Speeding Up Generation with a Saved Host Identifier
Having a preconfigured host identifier and keeping track of the most recent identifier in shared memory allows fast concurrent generation of timestamp based identifiers across machines. As timestamps only have a resolution of 100 ns, the sustained limit for a single host is ten million per second. For a maximum number of 100 hosts, the theoretical limit is one billion per second. If you need more than 100 servers, the strategy can be altered to reduce resolution, and allow more concurrent hosts. e.g. 1000 hosts could generate one million ids per second with a microsecond resolution.
Implementation
The happy path is simple. Take the current time, remove the lower two digits and add the hostId. The value of HOST_IDS is hardcoded to 100, as we assume 2 digits for the hostId. As long as the generated identifier is higher than the last one generated, it’s ok. Should the machine fail and the information as to the last identifier be lost, the assumption is that the time taken to restart the service is enough time to ensure there is no overlap. If the service fails, but not the machine, the information is retained.
NOTE: This used the MappedFile in shared memory supported by Chronicle Bytes, which is open source.
If the time hasn’t progressed, either due to high contention, or the wall clock going backwards e.g. due to a correction, a loop is called to find the next available identifier.
This loop looks for the next possible timestamp (with the hostId) and attempts to update it.
Using JMH to Benchmark the Timestamp Provider
With JMH, benchmarking this utility in a single-threaded manner is pretty easy.
After less than five minutes, we get the following result on a windows laptop. You can get better results on a high-end server or desktop. The average time is around 37.4 nanoseconds. While this is single-threaded, this is generally on the unhappy path, as timestamps need to be at least 100 ns apart or they temporarily run ahead of the wall clock.
UUID.randomUUID() is also very fast, only six times longer, however, if you need a timestamp and a source identifier for your event anyway, this is additional work/data.

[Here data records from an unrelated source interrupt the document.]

PR #8427, opened 2023-05-25
[T2 chassis] platform and snmp tests that uses pdu_controller to run on sup for chassis

wenyiz2021:
### Description of PR

1.fixture `pdu_controller`: implement a function `get_sup_node_or_first_node`for chassis whose pdu info is only avail on sup. Note that here we don't use `enum_supervisor_dut_hostname`, because `platform_tests/conftest.py` have a autouse fixture `skip_on_simx` that makes all platform tests use `rand_one_dut_hostname`.

2. other platform tests who uses fixture `pdu_controller` also need same function implementation and usage.
3. snmp tests is fine with `enum_supervisor_dut_hostname`

Summary:
Fixes # (issue)

### Type of change

- [ ] Bug fix

### Back port request
- [ ] 201911
- [ ] 202012
- [x] 202205

Verified by running all tests changed in this PR on Cisco chassis-3


arlakshm (commented):
With this change this test will be skipped some times and other times it will be executed on sup.
Can update the tests to run on the supervisor always?

wenyiz2021:
> With this change this test will be skipped some times and other times it will be executed on sup. Can update the tests to run on the supervisor always?

Hi @arlakshm , in previous commit I changed to run on the supervisor for `test_turn_on_off_psu_and_check_psustatus`, however, it uses fixture `pdu_controller` which is used in a lot of other tests, and it uses `enum_rand_one_per_hwsku_hostname`. So I have to keep current fixture, do you have any better suggestions?

wenyiz2021:
> > With this change this test will be skipped some times and other times it will be executed on sup. Can update the tests to run on the supervisor always?
> 
> Hi @arlakshm , in previous commit I changed to run on the supervisor for `test_turn_on_off_psu_and_check_psustatus`, however, it uses fixture `pdu_controller` which is used in a lot of other tests, and it uses `enum_rand_one_per_hwsku_hostname`. So I have to keep current fixture, do you have any better suggestions?

oh, I think all tests calling `pdu_controller` need to use SUP then. because `pdu_controller` can only get from SUP..

tests/common/plugins/pdu_controller/__init__.py
```diff
@@ -30,15 +30,28 @@ def get_pdu_visible_vars(inventories, pdu_hostnames):
     return pdu_hosts_vars
 
 
+def get_sup_node_or_first_node(duthosts):
```
arlakshm, line 33: can we define this function in common file in `utilities.py`?

tests/common/plugins/pdu_controller/__init__.py
```diff
@@ -30,15 +30,28 @@ def get_pdu_visible_vars(inventories, pdu_hostnames):
...
+    # accomodate for T2 chassis, which only SUP has pdu info
+    # single-dut get itself
+    if len(duthosts) == 1:
+        return duthosts[0]
+    # try to find sup node in multi-dut
+    for dut in duthosts:
+        if dut.is_supervisor_node():
+            return dut
+    # if not chassis, it's dualtor, return first node
+    return duthosts[0]
```
arlakshm, line 43: should be return random host here instead of always returning first dut?

wenyiz2021: this is how enum_supervisor_duthost is implemented

tests/common/plugins/pdu_controller/__init__.py
wenyiz2021: will do, thanks

PR #8468, opened 2023-05-31
Stability of Voq tests (#4951, #4953)

mannytaheri:
### Description of PR
This is the same PR as PR# https://github.com/sonic-net/sonic-mgmt/pull/4951
Please see PR# 4951 and 4953 for details.

Summary:
Fixes # (issue)

### Type of change

- [ ] Bug fix

### Back port request
- [ ] 201911
- [ ] 202012
- [x] 202205

In VoQ tests against a T2 VoQ chassis we sometimes see 5-6 seconds delay before which the ping to the neighbor works after the port on the DUT is brought up as part of the voq link flap tests.

Currently, when we bring the link up on either the DUT or the fanout, we would only check if the link is up on the DUT.

What we see is that even though the DUT becomes operationally up, the remote peer doesn't become operationally up right away at the same time. It seems to take 2-6 seconds more than the DUT port. If the port is not up on the fanout, then the packets from the DUT is not forwarded to the testbed server, and thus the ping fails.

### DIFF
--- a/tests/common/devices/fanout.py
+++ b/tests/common/devices/fanout.py
@@ -98,6 +98,9 @@ class FanoutHost(object):
 
         return self.host.no_shutdown(interface_name)
 
+    def check_intf_link_state(self, interface_name):
+        return self.host.check_intf_link_state(interface_name)
+
     def __str__(self):
         return "{ os: '%s', hostname: '%s', device_type: '%s' }" % (self.os, self.hostname, self.type)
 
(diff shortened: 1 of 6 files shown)


mlok-nokia:
Related the discussion and review comments are in old issues:
https://github.com/sonic-net/sonic-mgmt/pull/4951
https://github.com/sonic-net/sonic-mgmt/pull/4953

arlakshm (approved):

arlakshm:
@ysmanman, can you please this change as well.

PR #8481, opened 2023-06-01
Correct scapy pcapdnet import order and skip LACP session collection on kvm

kellyyeh:
### Description of PR

Summary: Fix import in arp_responder.py and Skip lacp collection on kvm
Fixes # (issue)

### Type of change

- [ ] Bug fix

### Back port request
- [ ] 201911
- [ ] 202012
- [ ] 202205

Setting scapy.all.conf.use_pcap = True enables the use of pcap-based packet capturing. The import statement import scapy.arch.pcapdnet likely relies on this configuration being set correctly in order to work as intended.
ElasticTest:

### DIFF
--- a/tests/platform_tests/conftest.py
+++ b/tests/platform_tests/conftest.py
@@ -156,11 +156,12 @@ def get_report_summary(duthost, analyze_result, reboot_type, reboot_oper, base_o
         if lacp_sessions_dict and "lacp_sessions" in lacp_sessions_dict else None
     controlplane_summary = {"downtime": "",
                             "arp_ping": "", "lacp_session_max_wait": ""}
-    if lacp_sessions_waittime and len(lacp_sessions_waittime) > 0:
-        max_lacp_session_wait = max(list(lacp_sessions_waittime.values()))
-        analyze_result.get(
-            "controlplane", controlplane_summary).update(
-                {"lacp_session_max_wait": max_lacp_session_wait})
+    if duthost.facts['platform'] != 'x86_64-kvm_x86_64-r0':
+        if lacp_sessions_waittime and len(lacp_sessions_waittime) > 0:
+            max_lacp_session_wait = max(list(lacp_sessions_waittime.values()))
+            analyze_result.get(
+                "controlplane", controlplane_summary).update(
+                    {"lacp_session_max_wait": max_lacp_session_wait})
 
     result_summary = {
         "reboot_type": "{}-{}".format(reboot_type, reboot_oper) if reboot_oper else reboot_type,
--- a/tests/scripts/arp_responder.py
+++ b/tests/scripts/arp_responder.py
@@ -10,8 +10,8 @@ from fcntl import ioctl
 import logging
 import ptf.packet as scapy
 import scapy.all as scapy2
-import scapy.arch.pcapdnet # noqa F401
 scapy2.conf.use_pcap = True
+import scapy.arch.pcapdnet # noqa F401
 
 logging.getLogger("scapy.runtime").setLevel(logging.ERROR)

Disadvantages of This Approach
Traditionally, Java applications used UUIDs as unique identifiers. This approach is considerably more efficient than the generation of UUIDs, however there may still be some cases where UUIDs present a more suitable approach:
- Support is built-in, and the extra overhead may not be a concern
- No configuration is required
- UUIDs are not predictable, the timestamp-based ones are highly predictable
Conclusion
This article has described a highly efficient approach to generating an 8-byte lightweight identifier that is unique across many hosts, based on some predetermined partitioning by host identifier. The identifier is still easily readable as text in a slightly modified form of a timestamp.